Many compiled programming languages, such as C++, are generally faster than Python. Does this mean that you should uproot your whole Python pipeline? No. This is generally not worth the enormous effort it requires.

A different approach is to make your Python code faster. This is where Numba steps in:

Numba is a Python library that aims to increase the speed of your Python code. The aim of Numba is to, at runtime, look through your code and see whether parts of it can be translated into fast machine code.

Sounds intricate, right? It is. However, for the end-user (namely you) using Numba is ridiculously easy. With a few additional lines of Python code, you can get a significant increase in major parts of your codebase. You don’t really need to understand how Numba works under the hood to be able to see results.

In this blog post, I will show you the basics of Numba to get you started. If you need to learn more, then I recommend the Numba Documentation. If you are more of a visual learner, then I have also made a video on the topic:


2 – Understanding Numba and Installation

Let me give you a high-level overview of Numba first 👍

Numba describes itself in the following way:

Numba is an open source JIT compiler that translates a subset of Python and NumPy code into fast machine code. – Numba Documentation

Let’s unpack the above statement. Numba is an open-source and lightweight Python library that tries to make your code faster. The way it does this is to use to industry-standard LLVM compiler library. You do not need to understand the LLVM compiler library to use Numba.
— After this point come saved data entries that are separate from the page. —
PR #11, opened 2020-11-24
Adapt find_library() call to find libpq.dll on Windows

asqui:
Open to suggestions on:

1. How to 'detect' Windows: There are a number of options: `os.name`, `sys.platform`, `os.uname()`, and I have no strong opinion on which is best to use.
2. How to de-duplicate this code (if deemed necessary, since there are only two occurrences, one of which is in test code): I looked around for places where to put a helper method (and fixed a typo in `pq.__init__` while I was at it) but wasn't sure where it would best fit.

### DIFF
--- a/tests/fix_pq.py
+++ b/tests/fix_pq.py
@@ -1,5 +1,7 @@
 import re
 import operator
+import sys
+
 import pytest
 
 
@@ -38,7 +40,10 @@ def libpq():
 
     try:
         # Not available when testing the binary package
-        libname = ctypes.util.find_library("pq")
+        if sys.platform == "win32":
+            libname = ctypes.util.find_library("libpq.dll")
+        else:
+            libname = ctypes.util.find_library("pq")
         assert libname, "libpq libname not found"
         return ctypes.pydll.LoadLibrary(libname)
     except Exception as e:
--- a/psycopg3/psycopg3/pq/__init__.py
+++ b/psycopg3/psycopg3/pq/__init__.py
@@ -37,7 +37,7 @@ PGcancel: Type[proto.PGcancel]
 
 def import_from_libpq() -> None:
     """
-    Import pq objects implementation from the best libpw wrapper available.
+    Import pq objects implementation from the best libpq wrapper available.
 
     If an implementation is requested try to import only it, otherwise
     try to import the best implementation available.
--- a/psycopg3/psycopg3/pq/_pq_ctypes.py
+++ b/psycopg3/psycopg3/pq/_pq_ctypes.py
@@ -6,13 +6,17 @@ libpq access using ctypes
 
 import ctypes
 import ctypes.util
+import sys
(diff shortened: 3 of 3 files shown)


pmav99:
> How to 'detect' Windows: There are a number of options: os.name, sys.platform, os.uname(), and I have no strong opinion on which is best to use.

I think that nowadays `platform.platform` is the preferred way: https://docs.python.org/3/library/platform.html

tests/fix_pq.py
```diff
@@ -38,7 +40,10 @@ def libpq():
 
     try:
         # Not available when testing the binary package
-        libname = ctypes.util.find_library("pq")
+        if sys.platform == "win32":
+            libname = ctypes.util.find_library("libpq.dll")
+        else:
+            libname = ctypes.util.find_library("libpq")
```
dvarrazzo, line 46: I guess this has to be `"pq"`

asqui:
> > How to 'detect' Windows: There are a number of options: os.name, sys.platform, os.uname(), and I have no strong opinion on which is best to use.
> 
> I think that nowadays `platform.platform()` is the preferred way: https://docs.python.org/3/library/platform.html

Yay, more options! :-)

So `platform.platform()` is documented as "The output is intended to be human readable rather than machine parseable." so I'm not sure that's the best option, but maybe `platform.system() == 'Windows'`?

tests/fix_pq.py
asqui: I've force-pushed a fix for this typo (in both places).

dvarrazzo:
> The output is intended to be human readable rather than machine parseable

then I think `sys.platform` is a better choice. If any `platform.system()` could be useful but I don't see advantage on top of `sys.platform` yet.

dvarrazzo:
Is there any chance to set up tests on Windows, on Appvveyor?  (and even better would be to generate the packages)

Andrew-Chen-Wang:
GitHub actions should allow you to use Windows runners. It has Windows 2019, latest, and 2016: https://docs.github.com/en/free-pro-team@latest/actions/reference/specifications-for-github-hosted-runners

dvarrazzo:
Thank you @Andrew-Chen-Wang I should actually explore to move to it for Linux too, because Travis is being terrible lately.

Andrew-Chen-Wang:
Yea, I've been noticing a slow down too. As a heads up, it seems like GitHub actions' services use Docker which can only be run on linux runners right now. This workflow might be helpful so you can setup both linux and windows (i.e. a direct download to the archive): https://github.com/npgsql/npgsql/blob/main/.github/workflows/build.yml

I think the one issue you may have is that your travis workflow is in a diagonal pattern whereas their's is full-fledged.

dvarrazzo:
Merging this, as it does what it says on the tin. Thank you very much :+1:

In practice, you will add certain Python decorators to tell Numba that the decorated function in question should be optimized. Then, during runtime, Numba goes through your function and tries to compile parts of it into fast machine code.

The term JIT compilation is an abbreviation for Just-in-time compilation. So rather than compiling the code beforehand (like with e.g. C++), the compilation step happens during the execution of the code. The practical difference? Rather than generating binary files that are cumbersome to share, you are left with only Python files!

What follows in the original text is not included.